Dataset entries:
⁂

PR #694, opened 2024-10-31
Add Eliud's eggs exercise

kahgoh:
This is one of the [48in24 exercises](https://forum.exercism.org/t/48in24-exercise-11-05-eliuds-eggs/12900/3)

### DIFF
--- a/config.json
+++ b/config.json
@@ -350,6 +350,16 @@
         ]
       },
       {
+        "slug": "eliuds-eggs",
+        "name": "Eliud's Eggs",
+        "uuid": "bfe1789f-8388-4285-bed9-26f694e12c70",
+        "practices": [],
+        "prerequisites": [
+          "basics"
+        ],
+        "difficulty": 2
+      },
+      {
         "slug": "etl",
         "name": "ETL",
         "uuid": "befca7ee-fc29-4ef0-afd7-2d3f68aa47fb",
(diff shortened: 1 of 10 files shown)


tasxatzial (commented):
Would you mind moving its config entry after complex-numbers? There are two PRs open that modify the main config, and merging it as-is will create conflicts in both.

Also, adding 'basics' as a prerequisite would be nice to have.

tasxatzial (approved):

tasxatzial:
@kahgoh Since the instructions mention a `bit-count` function that doesn’t actually exist, I’ve added a small appendix to ensure there’s no confusion.

tasxatzial:
I see, so a solution that looks like so would be considered ok?

```
(defn egg-count [number]
  (->> (Integer/toBinaryString number)
       count
       range
       (map #(bit-test number %))
       (filter true?)
       count))
```

This converts to a binary string, constructs a list from 1 to the number of its digits, maps bit-test over that list to check if the bit at each index is true or false, and finally counts the number of true values.

tasxatzial:
Okay, I'll allow the `bit-*` functions for now and re-evaluate once community solutions start coming in.

tasxatzial:
I’m also thinking that 'don't use bit-count functionality' could easily be interpreted as 'don't use bit-* and count functions,' since bit-count isn't a Clojure function. I'll be monitoring the solutions closely, but I'll most likely add an appendix to prevent confusion.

⁂

### Exercise
Every entry is to be printed exactly as given.

### Exercise answer
PR #694, opened 2024-10-31
Add Eliud's eggs exercise

kahgoh:
This is one of the [48in24 exercises](https://forum.exercism.org/t/48in24-exercise-11-05-eliuds-eggs/12900/3)

### DIFF
--- a/config.json
+++ b/config.json
@@ -350,6 +350,16 @@
         ]
       },
       {
+        "slug": "eliuds-eggs",
+        "name": "Eliud's Eggs",
+        "uuid": "bfe1789f-8388-4285-bed9-26f694e12c70",
+        "practices": [],
+        "prerequisites": [
+          "basics"
+        ],
+        "difficulty": 2
+      },
+      {
         "slug": "etl",
         "name": "ETL",
         "uuid": "befca7ee-fc29-4ef0-afd7-2d3f68aa47fb",
(diff shortened: 1 of 10 files shown)


tasxatzial (commented):
Would you mind moving its config entry after complex-numbers? There are two PRs open that modify the main config, and merging it as-is will create conflicts in both.

Also, adding 'basics' as a prerequisite would be nice to have.

tasxatzial (approved):

tasxatzial:
@kahgoh Since the instructions mention a `bit-count` function that doesn’t actually exist, I’ve added a small appendix to ensure there’s no confusion.

tasxatzial:
I see, so a solution that looks like so would be considered ok?

```
(defn egg-count [number]
  (->> (Integer/toBinaryString number)
       count
       range
       (map #(bit-test number %))
       (filter true?)
       count))
```

This converts to a binary string, constructs a list from 1 to the number of its digits, maps bit-test over that list to check if the bit at each index is true or false, and finally counts the number of true values.

tasxatzial:
Okay, I'll allow the `bit-*` functions for now and re-evaluate once community solutions start coming in.

tasxatzial:
I’m also thinking that 'don't use bit-count functionality' could easily be interpreted as 'don't use bit-* and count functions,' since bit-count isn't a Clojure function. I'll be monitoring the solutions closely, but I'll most likely add an appendix to prevent confusion.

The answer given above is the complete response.